Radio Bakhita, first Catholic radio station in Sudan

Juba, January 5, 2007 (Catholic Information Service for Africa) - The Catholic Church in South Sudan has a new voice: a radio station dedicated to the country’s first saint, Josephine Bakhita.

Bakhita Radio 91 FM, based in the South Sudanese capital, Juba, went on air on Christmas Eve with carols and Christmas messages from Catholic and Anglican church leaders.

At midnight, it broadcast live from St. Theresa’s Cathedral, in Kator, the mass celebrated by Archbishop Paulino Lukudo Loro of Juba.

Archbishop Loro welcomed with enthusiasm the beginning of Bakhita Radio and thanked the Comboni institutes for "the Christmas present to the Catholic Church in South Sudan."
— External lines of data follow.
PR #2710, opened 2026-05-21
fix: keep onCleanup order consistent between dev and prod

### LINKED ISSUE #1561: inconsistent owner in Component function (product vs development build)
### Describe the bug

A component function owner is different between a dev and prod build

```jsx
function MyComponent(){
     getOwner()   // <--  this is different between prod/dev builds.
                  //      in prod the owner is of the parent, in dev it is a new owner scope.
     return <></>
}
```

this inconsistency causes unexpected behavior, for example when using solid's `onCleanup` primitive 

[dev build playground](https://playground.solidjs.com/anonymous/42ddfed8-dade-4486-bae6-9b2e20647286)
image

[production build playground](https://solid-playground.netlify.app/?version=1.6.2#NobwRAdghgtgpmAXGGUCWEwBowBcCeADgsrgM4Ae2YZA9gK4BOAxiWGjIbY7gAQi9GcCABM4jXgF9eAM0a0YvADo1aAGzQiAtACsyAegDucAEYqA3EogcuPfr2ZCouOAGU0Ac2hqsvWhABhNTgoCHpCKVl5RRU6DW09CysrGXoIZlw0f14AgAs0NREACgBKfiteP0Dg0PCi0t4AXgA+cohKyuZ-OLgAOjVaDyKVZnzClRLLdqlJisE4XCZ2lSSISWSIVPTM7IBBQkIGkDn-IJCww4aWto6HbvU+gaGVKAOJqcrJWYg5oUXGdoAHjyBREvH0zSm6x+6W6fGAZFytEMvjIC1cSMMAF0mg4nC53F4oGoirhGPQ4N80bgACocOAMXD1MrXakY5FFGTEtElb5WISicTMpqtQHNECIjllABk0t4gP2EQhkkBEN8IlozHo8AguF6HgWAFFgjrcAAhfAASWKLzeYBKAEJvmBJFigA)

image

note: production build is working as designed, it is dev that alters the expectations 

.

see playground links  for the difference between dev and prod

### Expected behavior

it is expected that dev and prod will work similarly, in regard to owner scopes.

### Screenshots or Videos

_No response_

### Platform

.

### Additional context

_No response_

ATOM00blue:
## Summary
In dev builds, components are wrapped in an extra owner scope by `devComponent` so devtools can observe component boundaries. This wrapper does not exist in production, which caused `onCleanup` callbacks registered directly in a component body to fire in a different order on disposal than in production.

This registers such cleanups on the same owner they would be in production by skipping past any dev component wrapper(s). The owner returned by `getOwner()` inside a component is intentionally left unchanged, so devtools continues to see the component owner.

## Test plan
- New tests in `dev.spec.ts` assert dev `onCleanup` order matches prod for sibling, nested, and re-created component cases
- Existing solid package test suite shows no new failures

Closes #1561

### DIFF
--- a/.changeset/dev-owner-cleanup-order.md
+++ b/.changeset/dev-owner-cleanup-order.md
@@ -1,0 +1,5 @@
+---
+"solid-js": patch
+---
+
+Keep `onCleanup` ordering consistent between development and production builds. In dev, components are wrapped in an extra owner scope for devtools; cleanups registered directly in a component body now register on the same owner they would have in production, so disposal order matches across build modes.
--- a/packages/solid/src/reactive/signal.ts
+++ b/packages/solid/src/reactive/signal.ts
@@ -1005,10 +1005,17 @@ export function onMount(fn: () => void) {
  * @description https://docs.solidjs.com/reference/lifecycle/on-cleanup
  */
 export function onCleanup<T extends () => any>(fn: T): T {
-  if (Owner === null)
+  let o = Owner;
+  // In dev, components are wrapped in an extra owner scope so that devtools can
+  // observe them (see `devComponent`). That wrapper does not exist in production,
+  // which means cleanups registered directly in a component body would otherwise
+  // be ordered differently on disposal. Skip past any dev component wrapper(s) so
+  // the cleanup is registered on the same owner it would be in production. See #1561.
+  if (IS_DEV) while (o && (o as DevComponent<any>).component) o = o.owner;
+  if (o === null)
     IS_DEV && console.warn("cleanups created outside a `createRoot` or `render` will never be run");
-  else if (Owner.cleanups === null) Owner.cleanups = [fn];
-  else Owner.cleanups.push(fn);
+  else if (o.cleanups === null) o.cleanups = [fn];
+  else o.cleanups.push(fn);
   return fn;
 }
 
--- a/packages/solid/test/dev.spec.ts
+++ b/packages/solid/test/dev.spec.ts
@@ -7,7 +7,9 @@ import {
   createComputed,
   DEV,
   createContext,
-  createComponent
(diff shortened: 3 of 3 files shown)


ryansolid:
Thanks for this — the underlying dev/prod discrepancy still reproduces on current `next`, so the problem is not obsolete. However, this implementation can no longer merge after the Solid 2 signals-core rewrite:

- `packages/solid/src/reactive/signal.ts` was deleted; `onCleanup` now delegates to `@solidjs/signals`.
- The owner fields this patch uses (`component`, `owner`, `cleanups`) are now `_component`, `_parent`, and `_disposal`, with ownership/disposal living in the signals package.
- Current same-owner cleanup order is FIFO, not the old LIFO behavior pinned here. Current reproduction is production-equivalent `[before, child, after]` vs dev wrapper `[child, before, after]`; the PR expects `[after, child, before]`.
- The tests also need the 2.0 two-phase `createEffect(compute, effect)` API and explicit `flush()` where updates are involved.

The remaining bug is narrower in 2.0: effect-returned cleanup (the idiomatic path) already has parity; raw component-body `onCleanup` still lands on the dev component wrapper and runs out of order.

Please rebase and rework around the current architecture rather than resolving the old-file conflict mechanically. A Solid-specific `_component` check should not be pushed down into `@solidjs/signals` (that would invert the dependency boundary). The likely design space is either a wrapper at the `solid-js` component layer or a generic lifecycle-transparency mechanism in signals, with new behavioral tests asserting current FIFO semantics in actual dev and production-equivalent paths. If the fix touches `packages/signals/src`, the changeset must include `@solidjs/signals: patch` (and `solid-js` only if its source also changes).

Leaving this open because the issue is real; it just needs a 2.0-native implementation.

Bakhita Radio 91 FM, The Voice of the Church, broadcasts a daily programme of two hours. On Feb. 8, the feast of St. Josephine Bakhita, it will be on air with transmissions in the morning and evening.

The radio is the mother-station of Sudan Catholic Radio Network. The signal covers a 30 km-plus radius. It has a potential audience of more than 500,000 listeners.
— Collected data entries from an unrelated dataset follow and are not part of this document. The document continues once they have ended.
PR #2731, opened 2026-05-30
[next] fix: snapshot array length override fallback

mathieuprog:
Use nullish coalescing so snapshot preserves an overridden array length of 0 instead of falling back to the source length

### DIFF
--- a/packages/solid-signals/src/store/utils.ts
+++ b/packages/solid-signals/src/store/utils.ts
@@ -13,7 +13,6 @@ import {
   storeLookup,
   trackSelf,
   wrap,
-  type Store,
   type StoreNode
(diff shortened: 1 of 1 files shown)


ryansolid:
Thanks @mathieuprog. I pulled this fix into `next` with an added regression test and changeset, and kept your contribution credited via Co-authored-by.

Merged locally as baa47d23 (`fix: preserve zero snapshot array length overrides`).

ryansolid:
Landed on  in baa47d23 with test coverage and changeset. Thanks again!

ryansolid:
Correction: landed on the next branch in baa47d23 with test coverage and a changeset.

Sudan Catholic Radio Network is a joint venture of the Comboni Missionary Institutes. The network was set up to celebrate the canonization of St Daniel Comboni and was offered to the Catholic Bishops Conference of Sudan.

The network will have eight radio stations, one in each diocese in South Sudan plus the Nuba Mountains.

Catholic Church's TV channel

For a long time, the Catholic Bishops have been struggling to apply for license to possess a television channel in the country. Due to the nature of the Islamic government in Khartoum which is hostile to church's growth, things are still dimmer. In south Sudan were the autonomous government is being run by mostly Christian officials, license for television channel is most likely to be granted. Sudan's National TV is Islamic dominated.